The Pros and Cons of Convoluted International Supply-Chains

Are you looking to develop your supply-chain? This helpful blog post, written by Paul Dunwell outlines the pros and cons of convoluted international supply-chains.

By Paul L Dunwell writing for Kompass UK

Executive Summary:

It would be easy for the uninitiated to automatically assume that convoluted international supply-chains are risk-laden logistical nightmares which cannot be worth their while. Certainly those who have shallow pockets and/or are risk-averse might be best not to entertain the notion of developing one – or even consider being a link in such a chain. Yet fortune favours the brave. This well-researched piece explains, in simple terms, with some intriguing insights including how one small business muscled their way into a lucrative chain supplying vehicle parts. We also consider the key advantages and disadvantages of throwing one’s supply-chain net a little wider, and where to obtain a hefty lever.

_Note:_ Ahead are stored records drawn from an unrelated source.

PR #2813, opened 2020-09-25
Flow exceptions

joakim-hove:
This is part of the effort to improve error messages. A pattern we have had in flow is that the error message is displayed more than one time - typically with different formatting for a nice visual effect. While working on this I try to enforce the following principle:

1. At the point where we have all relevant context - that might be right when the error is encountered or a couple of frames up - we issue a call to `OpmLog::error()` and throw an exception.

2. If/when we catch the exception at a later stage **we trust that the error message has already reached the user with the previous call to `OpmLog::error()`, and do not output `exc.what()` in any way**. 

Th gist of this PR is that the error messages (i.e. `exception.what()`) is not output again in the `readDeck()` code - we trust that the relevant opm-common code has already logged the error.

### DIFF
--- a/opm/simulators/utils/readDeck.cpp
+++ b/opm/simulators/utils/readDeck.cpp
@@ -42,6 +42,8 @@
 #include <opm/simulators/utils/ParallelEclipseState.hpp>
 #include <opm/simulators/utils/ParallelSerialization.hpp>
 
+#include <fmt/format.h>
+
 #include <cstdlib>
 
 namespace Opm
@@ -54,7 +56,7 @@ void ensureOutputDirExists_(const std::string& cmdline_output_dir)
             Opm::filesystem::create_directories(cmdline_output_dir);
         }
         catch (...) {
-            throw std::runtime_error("Creation of output directory '" + cmdline_output_dir + "' failed\n");
+            throw std::runtime_error(fmt::format("Creation of output directory '{}' failed\n", cmdline_output_dir));
         }
     }
 }
--- a/opm/simulators/utils/readDeck.cpp
+++ b/opm/simulators/utils/readDeck.cpp
@@ -258,6 +258,8 @@ void readDeck(int rank, std::string& deckFilename, std::unique_ptr<Opm::Deck>& d
     catch(const std::exception& broadcast_error)
     {
         failureMessage = broadcast_error.what();
+        OpmLog::error(fmt::format("Distributing properties to all processes failed\n"
+                                  "Internal error message: {}", broadcast_error.what()));
         parseSuccess = 0;
     }
 
@@ -265,11 +267,10 @@ void readDeck(int rank, std::string& deckFilename, std::unique_ptr<Opm::Deck>& d
 
     if (*errorGuard) { // errors encountered
         parseSuccess = 0;
+        errorGuard->dump();
+        errorGuard->clear();
     }
 
-    // print errors and warnings!
-    errorGuard->dump();
-    errorGuard->clear();
 
     auto comm = Dune::MPIHelper::getCollectiveCommunication();
     parseSuccess = comm.min(parseSuccess);
@@ -278,7 +279,7 @@ void readDeck(int rank, std::string& deckFilename, std::unique_ptr<Opm::Deck>& d
     {
         if (rank == 0)
         {
-            OpmLog::error(std::string("Unrecoverable errors were encountered while loading input: ")+failureMessage);
+            OpmLog::error("Unrecoverable errors were encountered while loading input");
         }
 #if HAVE_MPI
         MPI_Finalize();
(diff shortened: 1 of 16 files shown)


joakim-hove:
jenkins build this please

joakim-hove:
A message to stdout has received quite some attention in #2810, but the some changes in exception/message handling which are also part of #2810 - and extracted as a separate PR here - is maybe more important? Cool if you take a look at this.

opm/simulators/utils/readDeck.cpp
```diff
@@ -248,21 +253,19 @@ void readDeck(int rank, std::string& deckFilename, std::unique_ptr<Opm::Deck>& d
...
 
 #endif
 
     if (*errorGuard) { // errors encountered
         parseSuccess = 0;
+        errorGuard->clear();
     }
 
-    // print errors and warnings!
-    errorGuard->dump();
```
blattms, line 264: Are these guaranteed to be printed elsewhere?

opm/simulators/utils/readDeck.cpp
```diff
@@ -228,9 +229,13 @@ void readDeck(int rank, std::string& deckFilename, std::unique_ptr<Opm::Deck>& d
...
         }
-        catch(const std::exception& e)
+        catch(const OpmInputError& input_error) {
+            failureMessage = input_error.what();
+            parseSuccess = 0;
+        }
+        catch(const std::exception& std_error)
         {
-            failureMessage = e.what();
+            failureMessage = std_error.what();
```
blattms, line 238: I think this is an unexpected error (maybe programming error), but failureMessage will never be printed.

blattms (commented):
I cannot really judge this. But are you sure that all warnings and errors will be printed. Seems like messages from exceptions apart from OpmInputError will not printed.

Maybe it is safer risking dulicate printing?

joakim-hove:
> But are you sure that all warnings and errors will be printed.

There is no hard guarantee - as in that the compiler guarantees it; the only guarantee is what we provide/guarantee through the implementation/convention.

opm/simulators/utils/readDeck.cpp
joakim-hove: As mentioned - there is no hard guarantee no; but the intention is that the `ParseContext::handleError()` will print these messages - so with the current implementation - yes we are guaranteed that the messages has been printed already.

opm/simulators/utils/readDeck.cpp
joakim-hove: Yes - currently you are right; the `Deck`is created like this:
```
try {
     // parse file; might fail with either std::exception or OpmInputError
} catch (const OpmInputError& opm_error) {
     throw;
} catch (const std::exception& std_error) {
     std::string msg_fmt = fmt::format("Problem with keyword {{keyword}}\n"
                                       "In {{file}} line {{line}}\n",
                                       "Internal error message: {}" , std_error.what());
     OpmLog::error(OpmInputError::format( msg_fmt, keyword.location() );
     throw;
}
``` 
this construction "guarantees" that the error message from the `std::exception` has been printed - with accompanying location information. The intention is to add a similar construction for the construction of `EclipseState, Schedule` and `SummaryConfig` - but you are right; before that has been done we will not see the messages from the construction of `EclipseState, Schedule` and `SummaryConfig`.

I will create a opm-common PR ensuring that.

joakim-hove:
jenkins build this please

joakim-hove:
jenkins build this opm-common=1967 please

blattms:
The problem is that the last thing the user will see is: "Unrecoverable errors were encountered while loading input". If we are lucky averag Joe will send an error error "Flow does not work, got 'Unrecoverable errors were encountered while loading input'". That report has zero valuable information for the developers, they need to ask back, user might need to run again, ....

Personally, I think it is very useful, if the last outputs of a failing program contain some valuable information about what has failed.

joakim-hove:
> The problem is that the last thing the user will see is: "Unrecoverable errors were encountered while loading input"

Well - that is not entirely true, in "normal failures"[1] the user will see:
```
<red>
Error: Problem handling keyword EQUIL
In /path/to/file/equil.inc line 123
Internal error: Invalid index
</red>

Unrecoverable errors were encountered while loading input
```
I.e. the actual error message will be just before the "Unrecoverable errors ....".

[1]: The exception to this is if the user has requested/used the mode where flow will stubbornly continue as far as possible, reporting errors while going and then finally exiting. Personally I think this is a quite good mode, but we have not really found how to communicate the possibility to the user. However - in this case I agree it makes sense to play through the error messages - I will reinstatiate the `error.dump()` call.

joakim-hove:
jenkins build this please

alfbr:
> Personally, I think it is very useful, if the last outputs of a failing program contain some valuable information about what has failed.

I agree, but I think what is presented here is already miles above what we have. The solution here with logging as we create the different states/configs is what we agreed as the first step. Hence, I suggest this goes in as is, and that we all make sure to bring in improvements on the actual messages in the next round. They need more improvements than what is natural to do in this PR.

joakim-hove:
jenkins build this please

PR #2815, opened 2020-09-25
Remove summary keywords from list of unsupported keywords

joakim-hove:
See comments [here](https://github.com/OPM/opm-common/pull/1951#discussion_r494817955) - might be other summary keywords which should be removed from this list.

Is this just an excuse to hype the undeniable potential of Kompass databases?

No. That’s incidental. To cite a respected authority with gravitas, The Institute of Supply Management told the audience at their 89th Annual International Supply Management Conference that ‘what most companies and industry analysts fail to realise is that “big and complex” can prove to be more profitable than “small and simple”‘ (from Challenges of Complexity in Global Manufacturing Insights to Effective Supply Chain Management, Growth and Profitability).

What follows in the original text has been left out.